Overexpression of alpha-synuclein (SNCA) in families with multiplication mutations causes parkinsonism and subsequent dementia, characterized by diffuse Lewy Body disease post-mortem. Genetic variability in SNCA contributes to risk of idiopathic Parkinson's disease (PD), possibly as a result of overexpression. SNCA downregulation is therefore a valid therapeutic target for PD.

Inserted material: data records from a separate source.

Issue #329, opened 2019-06-17
samplerlessReads assumes that supported formats are the same for read_only and read_write images


kpet:

kpet:
PR merged, closing.

PR #1016, opened 2020-10-13
Fix samplerlessReads read_write (#329)

james-morrissey-arm:
The test was trying to create read_write image with read_only formats.
Make it use common image formats for both read_only and read_write
flags when creating images.

Fixes issue #329

### DIFF
--- a/test_conformance/images/samplerlessReads/test_loops.cpp
+++ b/test_conformance/images/samplerlessReads/test_loops.cpp
@@ -97,7 +97,6 @@ int test_image_set( cl_device_id device, cl_context context, cl_command_queue qu
 
     // Grab the list of supported image formats
     cl_image_format *formatList;
-    bool *filterFlags;
     unsigned int numFormats;
     auto version = get_device_cl_version(device);
     if (version < Version(2, 0)) {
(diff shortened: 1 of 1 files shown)


test_conformance/images/samplerlessReads/test_loops.cpp
```diff
@@ -114,14 +113,57 @@ int test_image_set( cl_device_id device, cl_context context, cl_command_queue qu
...
+    if (gTestReadWrite)
+    {
+        cl_image_format *readWriteFormats;
+        unsigned int numReadWriteFormats;
+
+        if (get_format_list(context, imageType, readWriteFormats,
+                            numReadWriteFormats, CL_MEM_KERNEL_READ_AND_WRITE))
+            return -1;
+
+        numFormats = numReadOnlyFormats;
```
gwawiork, line 132: Maybe this should be numReadOnlyFormats + numReadWriteFormats ?

james-morrissey-arm: I agree that the original code wasn't safe there, though the expectation is that there will be at most numReadOnlyFormats matches in the following nested loops.  The patch has been updated to include a break after finding a match in the inner loop, guaranteeing at most one match per iteration of the outer loop, which should make this both safe and explicit.

kpet (approved):
LGTM

test_conformance/images/samplerlessReads/test_loops.cpp
```diff
@@ -109,14 +108,58 @@ int test_image_set( cl_device_id device, cl_context context, cl_command_queue qu
...
+                        readOnlyFormats[i].image_channel_order;
+                    k++;
+                    break;
+                }
+            }
+        }
+
+        numFormats = k;
+
+        delete[] readOnlyFormats;
```
Jeremy-Kemp, line 153: This could be moved to the end of `test_image_set`.

Jeremy-Kemp (commented):
Looks good, one small nit.

bashbaug (commented):
Please feel free to merge these changes if they are blocking progress, but I'm not sure why they are required and I wonder if they're covering up another problem.

If I understand correctly, in the read-write testing case, this changes uses the intersection of the `CL_MEM_READ_ONLY` and `CL_MEM_KERNEL_READ_AND_WRITE` image formats vs. just the `CL_MEM_KERNEL_READ_AND_WRITE` image formats.  Is this correct?

If so, does this mean that on some devices an image is supported for both reading and writing (in the `CL_MEM_KERNEL_READ_AND_WRITE` set) but not supported for just reading (not in the `CL_MEM_READ_ONLY_SET`)?

kpet:
Yes that's correct and that's because the tests as written always require a read-only image of the format being tested in addition to optionally testing read-write.

>If so, does this mean that on some devices an image is supported for both reading and writing (in the CL_MEM_KERNEL_READ_AND_WRITE set) but not supported for just reading (not in the CL_MEM_READ_ONLY_SET)?

This is AFAICT legal for an implementation to do.

I'll merge this since we need this change in master for an upcoming submission but I agree that the tests could be redesigned to remove the need for the format list intersection. I've raised #1101 to look into improving the tests.

PR #1025, opened 2020-10-23
Skip Compiler Unload Tests in Binary Mode

FranklandJack:
The following tests make calls to `clCompileProgram` or
`clBuildProgram` and therefore require a compiler in the runtime:
  * `unload_repeated`
  * `unload_compile_unload_link`
  * `unload_build_unload_create_kernel`
  * `unload_link_different↩`
  * `unload_build_threaded`
  * `unload_build_info`
  * `unload_program_binaries`

Skip these tests if no compiler is present in the runtime.


kpet (approved):
LGTM, makes sense.

PR #1028, opened 2020-10-29
Fix min version for SPIRV test registration.

JohnKesapidesARM:

### DIFF
--- a/test_conformance/spirv_new/main.cpp
+++ b/test_conformance/spirv_new/main.cpp
@@ -82,7 +82,7 @@ void spirvTestsRegistry::addTestClass(baseTestClass *test, const char *testName,
     test_definition testDef;
     testDef.func = test->getFunction();
     testDef.name = testName;
-    testDef.min_version = Version(1, 2);
+    testDef.min_version = version;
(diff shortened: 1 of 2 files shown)


EwanC:
Does this change raise the minimum version required to run the spirv_new tests to [2.1](https://github.com/KhronosGroup/OpenCL-CTS/blob/41cd9c6d9823c15bdd09d3910f580ea39c8b2867/test_conformance/spirv_new/procs.h#L86)?

Our 1.2 implementation runs these tests with `clCreateProgramWithILKHR`

JohnKesapidesARM:
Yeap you are right, the default version when no version is defined is 2.1. I'll change the default to 1.2. 
`#define TEST_SPIRV_FUNC(name) TEST_SPIRV_FUNC_VERSION(name, Version(2, 1))`. We still need the filtering to work properly for 2.2 tests

JohnKesapidesARM:
@EwanC Should be ok now

EwanC (approved):
Looks good, thanks

gwawiork (approved):
LGTM

kpet (approved):

PR #1031, opened 2020-10-30
c11_atomics - change arg type to unsigned int from signed int

### LINKED ISSUE #1030: c11_atomics - argument type do not match function returned type
See line https://github.com/KhronosGroup/OpenCL-CTS/blob/master/test_conformance/c11_atomics/common.h#L883
there is a literal `1` number give as argument so by default compiler treats this as `signed int` type. 
Reading the specification https://www.khronos.org/registry/OpenCL/specs/3.0-unified/html/OpenCL_C.html#atomic-functions this argument type described as M should match to C. In this case C is atomic_uint (unsigned int) because https://github.com/KhronosGroup/OpenCL-CTS/blob/master/test_conformance/c11_atomics/common.h#L718

gwawiork:
Fixes #1030

### DIFF
--- a/test_conformance/c11_atomics/common.h
+++ b/test_conformance/c11_atomics/common.h
@@ -1,6 +1,6 @@
 //
 // Copyright (c) 2017 The Khronos Group Inc.
-// 
+//
 // Licensed under the Apache License, Version 2.0 (the "License");
 // you may not use this file except in compliance with the License.
 // You may obtain a copy of the License at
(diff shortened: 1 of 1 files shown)


Jeremy-Kemp (approved):
Out of interest have you looked to see if there are any additional mismatches between `A` and `M`?

gwawiork:
> Out of interest have you looked to see if there are any additional mismatches between `A` and `M`?

Hi Jeremy, sorry I do not understand your question.

Jeremy-Kemp:
Sorry it was badly written!

I was checking that there were no more signed/unsigned mismatches but I've had a look and can't see any.

gwawiork:
Ok I have not noticed any more issues.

We have identified human and murine-specific siRNA molecules which reduce SNCA in vitro. As a proof of concept, we demonstrate that direct infusion of chemically modified (naked), murine-specific siRNA into the hippocampus significantly reduces SNCA levels. Reduction of SNCA in the hippocampus and cortex persists for a minimum of 1 week post-infusion with recovery nearing control levels by 3 weeks post-infusion.

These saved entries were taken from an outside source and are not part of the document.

PR #1032, opened 2020-10-30
Minor refactoring of CL_PROGRAM_SOURCE tests

StuartDBrady:
This is so that only one statement needs to be updated if the checks need to be changed in future.


kpet (approved):
LGTM

Issue #1026, opened 2020-10-27
feature_macro test to stringent for spirv and binary modes


FranklandJack:
The feature macro test: https://github.com/KhronosGroup/OpenCL-CTS/blob/master/test_conformance/compiler/test_feature_macro.cpp calls `create_single_kernel_helper_create_program` which in binary and spirv mode will call into offline compiler executables. 

In the case of a compilation error `create_single_kernel_helper_create_program` returns an error to the caller in binary/spirv mode since the compiler will not have produced and output file it can read back into the runtime (this doesn't happen in online mode since the CL C isn't compiled during the call to `create_single_kernel_helper_create_program` in this case, this happens later on in a call to `clBuildProgram`). 

Since this feature macro test expects the compiler to fail (it uses this information later on to detect whether a feature macro is supported by the compiler) the return error code of these calls to `create_single_kernel_helper_create_program` should not cause the test itself to fail in spirv/binary modes like it does here: https://github.com/KhronosGroup/OpenCL-CTS/blob/master/test_conformance/compiler/test_feature_macro.cpp#L143.

As it stands the test is skipped in binary mode, but is not in spirv mode since there needs to be a compiler in the runtime to consume the spirv. By replacing calls to `create_single_kernel_helper_create_program` with calls to `create_single_kernel_helper` and removing subsequent calls to `clBuildProgram` (like here: https://github.com/KhronosGroup/OpenCL-CTS/blob/master/test_conformance/compiler/test_feature_macro.cpp#L143) in the test, then using the results of the calls to `create_single_kernel_helper` to determine whether compilation succeeded or failed (this will work for all three compilation modes), the above issue could be resolved and this test could be run in binary mode as well as online and spirv.

StuartDBrady:
I'm not especially familiar with the feature macro test in question, so my apologies if my next question is somewhat naïve.

By doing this, would this mean that we'd simply be testing the offline compiler's support of feature macros, and not testing the online compiler? If so, is there value directly related to conformance in testing of the offline compiler in isolation? I thought the point of offline compilation was to test the _consumption_ of binaries and of SPIR-V, not the generation of them. It certainly seems like useful testing to do, but I am not sure this would be testing conformance per se.

[...]

PR #1034, opened 2020-10-30
Skip `features_macro` Test in Offline Mode

FranklandJack:
- [x] Skip the `features_macro` test in offline mode since it makes
calls to `create_single_kernel_helper_create_program` and fails when the
call doesn't return `CL_SUCCESS` which will happen when the offline
compiler fails to compile the kernel which is deliberately supposed to
fail compilation in this test.


gwawiork (approved):
I've read discussion and agree with conclusion LGTM

FranklandJack:
Thanks for reviewing. For reference the discussion in question is #1026.

kpet (approved):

We have developed naked gene-specific siRNAs that silence expression of SNCA in vivo. This approach may prove beneficial toward our understanding of the endogenous functional equilibrium of SNCA, its role in disease, and eventually as a therapeutic strategy for alpha-synucleinopathies resulting from SNCA overexpression.
家族中α-突触核蛋白 (SNCA) 的过度表达会导致帕金森病和随后的痴呆症,其特征是死后弥漫性路易体病。SNCA 的遗传变异会增加特发性帕金森病 (PD) 的风险,这可能是由于过度表达所致。因此,SNCA 的下调是 PD 的一个有效治疗靶点。

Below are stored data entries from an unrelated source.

PR #1115, opened 2021-01-20
Do not require OpenCL C 2.0 on 3.0 devices

jrprice:
The tests in this file were wrongly requiring that all OpenCL 3.0 devices advertise support for OpenCL C 2.0 and all of its (now optional) features.

I'm not sure how this slipped through, since @FranklandJack commented in #968 that the tests were passing on an OpenCL 3.0 implementation that does not support OpenCL C 2.0. Unless I'm missing something here or in the spec.

### DIFF
--- a/test_conformance/compiler/test_opencl_c_versions.cpp
+++ b/test_conformance/compiler/test_opencl_c_versions.cpp
@@ -193,7 +193,7 @@ static int test_CL_DEVICE_OPENCL_C_VERSION_features(cl_device_id device,
     }
 
     const Version clc_version = get_device_cl_c_version(device);
-    if (clc_version >= Version(2, 0))
+    if (clc_version >= Version(2, 0) && clc_version < Version(3, 0))
     {
         bool has_all_OpenCL_C_20_features =
             features.supports__opencl_c_atomic_order_acq_rel
@@ -248,7 +248,7 @@ static int test_CL_DEVICE_OPENCL_C_VERSION_versions(cl_device_id device,
                                                      / sizeof(cl_name_version));
     error = clGetDeviceInfo(device, CL_DEVICE_OPENCL_C_ALL_VERSIONS, sz,
                             device_clc_versions.data(), NULL);
-    test_error(error, "Unable to query CL_DEVICE_OPENCL_C_FEATURES");
+    test_error(error, "Unable to query CL_DEVICE_OPENCL_ALL_VERSIONS");
 
     for (const auto& test_clc_version : test_clc_versions)
     {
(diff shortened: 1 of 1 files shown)


FranklandJack:
Hey @jrprice. I think there might be some confusion stemming from the values of [`clc_version`](https://github.com/KhronosGroup/OpenCL-CTS/blob/master/test_conformance/compiler/test_opencl_c_versions.cpp#L112) and [`device_clc_version`](https://github.com/KhronosGroup/OpenCL-CTS/blob/master/test_conformance/compiler/test_opencl_c_versions.cpp#L231) in these tests. These variables get their values from calls to [`get_device_cl_c_version`](https://github.com/KhronosGroup/OpenCL-CTS/blob/master/test_common/harness/kernelHelpers.cpp#L1712) which actually returns the highest fully backwards compatible OpenCL C version supported by the compiler for the device (it does this using the [`Cl_DEVICE_OPENCL_C_VERSION`](https://www.khronos.org/registry/OpenCL/specs/3.0-unified/html/OpenCL_API.html#CL_DEVICE_OPENCL_C_VERSION) query for devices after OpenCL 1.0). For a 3.0 device, this means that `get_device_cl_c_version` will only return `3.0` if all optional features are supported, in which case, these tests should be run. I think if your 3.0 device doesn't support all these features, then the `CL_DEVICE_OPENCL_C_VERSION` query should return 1.2 and testing for these features in [`test_CL_DEVICE_OPENCL_C_VERSION_features`](https://github.com/KhronosGroup/OpenCL-CTS/blob/master/test_conformance/compiler/test_opencl_c_versions.cpp#L226) will be skipped. Similarly in [`test_CL_DEVICE_OPENCL_C_VERSION_versions`](https://github.com/KhronosGroup/OpenCL-CTS/blob/master/test_conformance/compiler/test_opencl_c_versions.cpp#L226), only versions less than most recent supported backwards compatible version of CL C will be checked, for a 3.0 device that doesn't support the optional features this would be `{1.0, 1.1, 1.2}`, for a 3.0 device that does, this would be `{1.0, 1.1, 1.2, 2.0, 3.0}`.

I can confirm that this test still passes with a 3.0 driver optionally not supporting these features, however, I don't know if this was the intended behavior of the test since it was written by @bashbaug.

It's been a minute since I looked at this code, so I could have got this completely wrong and misunderstood the spec and your question! Let me know if you think I've got it wrong :)

jrprice:
> These variables get their values from calls to get_device_cl_c_version which actually returns the highest fully backwards compatible OpenCL C version supported by the compiler for the device [...]. For a 3.0 device, this means that get_device_cl_c_version will only return 3.0 if all optional features are supported

This didn't quite sink for me after reading the description of `CL_DEVICE_OPENCL_C_VERSION` a couple of times, but you're absolutely right. I now remember why we deprecated this query :-)

Thanks for the detailed response to help clarify things for me!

我们已经鉴定出了人类和鼠类特异性的 siRNA 分子,可以在体外降低 SNCA 的表达。作为概念验证,我们证明了将化学修饰的(裸)、鼠类特异性 siRNA 直接注入海马体可以显著降低 SNCA 水平。海马体和皮质中的 SNCA 减少至少持续 1 周,在 3 周后接近对照水平。
我们已经开发出了裸基因特异性 siRNAs,可以在体内沉默 SNCA 的表达。这种方法可能有助于我们理解 SNCA 的内源性功能平衡、其在疾病中的作用,以及最终作为 SNCA 过度表达导致的α-突触核蛋白病的治疗策略。